Issue #8445, opened 2018-01-22
[tool] tools install failed when the packageid and the command name are the same on unix


wli3:
repo: create tool package that has the same packageid and command name. Run dotnet install tool, it will fail with access denied.

The cause is since shim and package content are stored in the same folder. They will end up with same folder/file name. And unix treats folder as file. They conflict.

PR #8447, opened 2018-01-22
Separate tool package and shim file location

wli3:
**Customer scenario**

Consumer install a global tool on CLI that has the same command name as the package id, for example dotnet-watch. The install will fail with access denied error on macOS and Linux.

**Bugs this fixes**

https://github.com/dotnet/cli/issues/8445

**Workarounds, if any**

Republish the global tools with a different packageId

**Risk**

low

**Performance impact**

no

**Root cause analysis**

Since tools shim and package are stored in the same folder. If the tool command name and the package name is the same, a folder and a file with the same name will be created. And this is not allow in unix file system. More integration test coverage is needed.

**How was the bug found?**

Manual testing

### DIFF
--- a/src/Microsoft.DotNet.Configurer/CliFolderPathCalculator.cs
+++ b/src/Microsoft.DotNet.Configurer/CliFolderPathCalculator.cs
@@ -12,20 +12,23 @@ namespace Microsoft.DotNet.Configurer
 {
     public class CliFolderPathCalculator
     {
-        private const string ToolsFolderName = "tools";
+        // ToolsShimFolderName ToolPackageFolderName cannot be the same
+        // or if the PackageId is the same as CommandName, they will conflict on unix.
+        private const string ToolsShimFolderName = "tools";
+        private const string ToolPackageFolderName = "toolspkgs";
         private const string DotnetProfileDirectoryName = ".dotnet";
 
         public string CliFallbackFolderPath => Environment.GetEnvironmentVariable("DOTNET_CLI_TEST_FALLBACKFOLDER") ??
                                                Path.Combine(new DirectoryInfo(AppContext.BaseDirectory).Parent.FullName, "NuGetFallbackFolder");
         
-        public string ExecutablePackagesPath => Path.Combine(DotnetUserProfileFolderPath, ToolsFolderName);
-
-        public BashPathUnderHomeDirectory ExecutablePackagesPathInUnix
+        public string ToolsShimPath => Path.Combine(DotnetUserProfileFolderPath, ToolsShimFolderName);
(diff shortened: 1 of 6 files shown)


src/dotnet/commands/dotnet-install/dotnet-install-tool/InstallToolCommand.cs
```diff
@@ -49,12 +49,13 @@ public override int Execute()
             }
 
             var cliFolderPathCalculator = new CliFolderPathCalculator();
-            var executablePackagePath = new DirectoryPath(cliFolderPathCalculator.ExecutablePackagesPath);
             var offlineFeedPath = new DirectoryPath(cliFolderPathCalculator.CliFallbackFolderPath);
 
-            var toolConfigurationAndExecutablePath = ObtainPackage(executablePackagePath, offlineFeedPath);
+            var toolConfigurationAndExecutablePath = ObtainPackage(
+                executablePackagePath: new DirectoryPath(cliFolderPathCalculator.ToolsPackagePath),
```
wli3: Package obtainer use ToolsPackagePath, shell shim maker use ToolsShimPath

wli3:
@MattGertz could you review this change?

src/Microsoft.DotNet.Configurer/CliFolderPathCalculator.cs
```diff
@@ -12,20 +12,23 @@ namespace Microsoft.DotNet.Configurer
 {
     public class CliFolderPathCalculator
     {
-        private const string ToolsFolderName = "tools";
+        // ToolsShimFolderName ToolPackageFolderName cannot be the same
+        // or if the PackageId is the same as CommandName, they will conflict on unix.
+        private const string ToolsShimFolderName = "tools";
+        private const string ToolPackageFolderName = "toolspkg";
```
peterhuene: Nit: how about `toolpkgs`?  `toolspkg` seems a singular package to me.

wli3: i feel it is better for them to have the same prefix. and "tools" are from nuget's folder /tools (beside /lib)

wli3: also "pkg" as afraid of long path

peterhuene: Compromise on `toolspkgs`? 😄 I can also live with this as is.

wli3: done :)

wli3:

PR #8448, opened 2018-01-23
Use a unchanging version for 'Microsoft.NETCore.App'

ghost:
The orchestrated "PackageVersion" type variables should not be used in any of the 'proj' files of the built build tools under: "build_projects"

Why? The build-tools restore & compile first and are used in the download of the orchestrated package version props file - version variables can be used, however, they cannot change.

### DIFF
--- a/build_projects/dotnet-cli-build/dotnet-cli-build.csproj
+++ b/build_projects/dotnet-cli-build/dotnet-cli-build.csproj
@@ -14,7 +14,7 @@
   </ItemGroup>
 
   <ItemGroup>
-    <PackageReference Include="Microsoft.NETCore.App" Version="$(MicrosoftNETCoreAppPackageVersion)" />
+    <PackageReference Include="Microsoft.NETCore.App" Version="2.1.0-preview1-26116-04" />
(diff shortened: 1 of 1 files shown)


build_projects/dotnet-cli-build/dotnet-cli-build.csproj
```diff
@@ -14,7 +14,7 @@
   </ItemGroup>
 
   <ItemGroup>
-    <PackageReference Include="Microsoft.NETCore.App" Version="$(MicrosoftNETCoreAppPackageVersion)" />
+    <PackageReference Include="Microsoft.NETCore.App" Version="2.1.0-preview1-26116-04" />
```
dagood: I'm surprised to see so many inline package versions here--even when these are static, shouldn't they still be centralized in DependencyVersions.props like VersionTools and the Feed package?

mmitche: Yeah I agree with @dagood, but I think that doesn't block this check-in (since there are a bunch of other non-centralized properties here).

mmitche (approved):

PR #8452, opened 2018-01-23
Nuget.config has to be re-generated if we have downloaded a versions props file.

ghost:


mmitche (approved):

dagood (approved):
Seems to go back on the idea that these artifacts should be generated only once on a fresh clone build, but I'm guessing this is a pragmatic change.

PR #8460, opened 2018-01-24
Fix non-fatal null exception when no extra parameters are passed.

ghost:
$ExtraParameters.split() throws a non-fatal null exception when build.cmd is called with no 'extra' parameters.


livarcocc (approved):

nguerrera (approved):

nguerrera:
Was about to nag about this. Thanks for fixing. :)

PR #8480, opened 2018-01-25
Fix test folder cannot delete and missing test

wli3:
There is a bug that prevent folder with space in the end to be deleted on corefx. I will file it later.

The space in the test is needed due to shim used to cannot handle space in the be PATH.

### DIFF
--- a/test/Microsoft.DotNet.ShellShim.Tests/ShellShimMakerTests.cs
+++ b/test/Microsoft.DotNet.ShellShim.Tests/ShellShimMakerTests.cs
@@ -93,6 +93,7 @@ namespace Microsoft.DotNet.ShellShim.Tests
             }
         }
 
+        [Theory]
         [InlineData(false)]
         [InlineData(true)]
         public void GivenAnExecutablePathWithExistingSameNameShimItThrows(bool testMockBehaviorIsInSync)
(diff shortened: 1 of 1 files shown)


test/Microsoft.DotNet.ShellShim.Tests/ShellShimMakerTests.cs
```diff
@@ -184,7 +185,7 @@ private static FileInfo MakeHelloWorldExecutableDll()
             const string testAppName = "TestAppSimple";
             const string emptySpaceToTestSpaceInPath = " ";
             TestAssetInstance testInstance = TestAssets.Get(testAppName)
-                .CreateInstance(testAppName + emptySpaceToTestSpaceInPath)
+                .CreateInstance(testAppName + emptySpaceToTestSpaceInPath + "test")
```
wli3: just put something at the end, don't make a folder with space at the end.

test/Microsoft.DotNet.ShellShim.Tests/ShellShimMakerTests.cs
```diff
@@ -93,6 +93,7 @@ public void GivenAShimItPassesThroughArguments(string arguments, string[] expect
             }
         }
 
+        [Theory]
```
wli3: A bad merge.

johnbeisner:
@wil3
Does this need to go in release/2.1.3xx?

wli3:
@johnbeisner I don't think so, it is problem on test, the product is fine. And the missing theory is not in 2.1.3xx at all. It is a fact in that branch

wil3:
Hi, you got the wong username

====================

[DESCRIPTION OF THE TASK]: Check each line of the data above, and please copy the ones in which the string "ToolsShimPath" occurs.

[ANSWER TO THIS TASK]:
+        public string ToolsShimPath => Path.Combine(DotnetUserProfileFolderPath, ToolsShimFolderName);
wli3: Package obtainer use ToolsPackagePath, shell shim maker use ToolsShimPath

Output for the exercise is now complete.